Bulk loader (loader/mod.rs)
- JSONL only in v1, with two record shapes:
- Node:
{"type":"NodeType", "data":{…}} - Edge:
{"edge":"EdgeType", "from":"src_id", "to":"dst_id", "data":{…}}
- Node:
- Lines starting with
//are treated as comments. - Schema validation on every row (typecheck, required props, blob base64 decoding).

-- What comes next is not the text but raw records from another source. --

PR #7846, opened 2026-09-10
fix(t): move the last stray top-level test into its category

tokuhirom:
## Problem

`main` is red on the `test` job, at its **`t/ layout is valid`** step — so every PR inherits it:

```
t/any-cool-method-not-found.t sits at t/ top level; every test belongs in a category directory
    scripts/migrate-t-layout.py names the category for a file.
```

Everything before that step passes, `prove t/` included; the job dies at step 15 and skips roast and the bundled-library gate entirely.

## Why it happened

Two PRs crossed, and neither was wrong about its own diff:

- `a8fa6878` ("fix: an undefined Any does not answer Cool's methods") added `t/any-cool-method-not-found.t` at `t/` top level. **That was correct when written** — `scripts/check-t-layout.sh` still had `MIGRATED=0`, so the top-level rule was off.
- #7833 then landed the migration itself, moving 3949 files into categories and flipping `MIGRATED=1`.

The new file simply landed on the other side of the flip, and nothing in either PR's own CI run could see the combination.

## Fix

A pure `git mv` into the category `scripts/migrate-t-layout.py` names for it:

```
t/any-cool-method-not-found.t → t/oo/method/any-cool-method-not-found.t
```

That matches the rule `docs/t-directory-layout.md` states — place by what the test would catch if it broke. The file is about method **dispatch** on an undefined invocant (`Any` not answering `Cool`'s methods, while declared accessors and real built-ins still resolve), not about the `Any`/`Cool` types themselves.

**No test content and no interpreter code changes.**

## Verification

```
$ make check-t-layout
t/ layout OK (3952 tests, all in category directories)
t/ layout matches the rules (3952 files)
```

Both checkers agree — the shell rules and `migrate-t-layout.py --check`. The test itself still passes, 26/26.

Found while driving #7834, which this unblocks along with every other open PR.

---


tokuhirom:
## Closing: #7845 landed the same move first

`main` at `df5c51c0` (#7845) already has the file where this PR puts it — the identical destination, independently chosen:

```
$ git ls-tree -r origin/main --name-only | grep any-cool-method-not-found
t/oo/method/any-cool-method-not-found.t
```

No top-level `.t` remains, and `make check-t-layout` passes on `main` as it stands. Nothing here to add, so closing rather than landing a no-op rename.

#7834, which this was opened to unblock, is rebased onto `df5c51c0` and green locally: `make check-t-layout` OK (both checkers), `prove -r t/` **3952 files / 42022 tests PASS**, and the pinned `t/concurrency/supply/supply-serialize-fifo.t` 20/20 clean.

---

- Edge endpoint resolution by node
@key.
Load modes (LoadMode)
| Mode | Semantics | Path (post-MR-794) |
|---|---|---|
Overwrite |
Replace all data in the target tables on the branch | Inline-commit per type, then publisher CAS at end-of-load. Truncate-then-append doesn't fit the staged shape; documented residual. |
Append |
Strict insert; duplicates error | In-memory MutationStaging accumulator; one stage_append + commit_staged per touched table at end-of-load; publisher CAS. |
Merge |
Upsert by id (merge_insert) |
Same accumulator; one stage_merge_insert per touched table at end-of-load (Merge mode dedupes by id, last-write-wins); publisher CAS. |
For Append/Merge, a mid-load failure (RI / cardinality violation, validation error) leaves Lance HEAD untouched on the staged tables — the next load on the same tables proceeds normally with no ExpectedVersionMismatch. For Overwrite, a mid-load failure can still leave Lance HEAD on a partially-truncated table; the next overwrite replaces it.
load vs ingest
load(branch, data, mode)— direct load to a branch (single publisher commit per call).ingest(branch, from, data, mode)— branch-creating wrapper: ifbranchdoesn't exist, fork it fromfrom(defaultmain) viabranch_create_from, then callload(branch, data, mode).- Returns
IngestResult { branch, base_branch, branch_created, mode, tables[] }. ingest_as(actor_id)records the actor on the resulting commit.
Embeddings during load
If a node type has @embed properties, the loader calls the engine embedding client (Gemini, RETRIEVAL_DOCUMENT) per row to populate the vector column. See embeddings.md.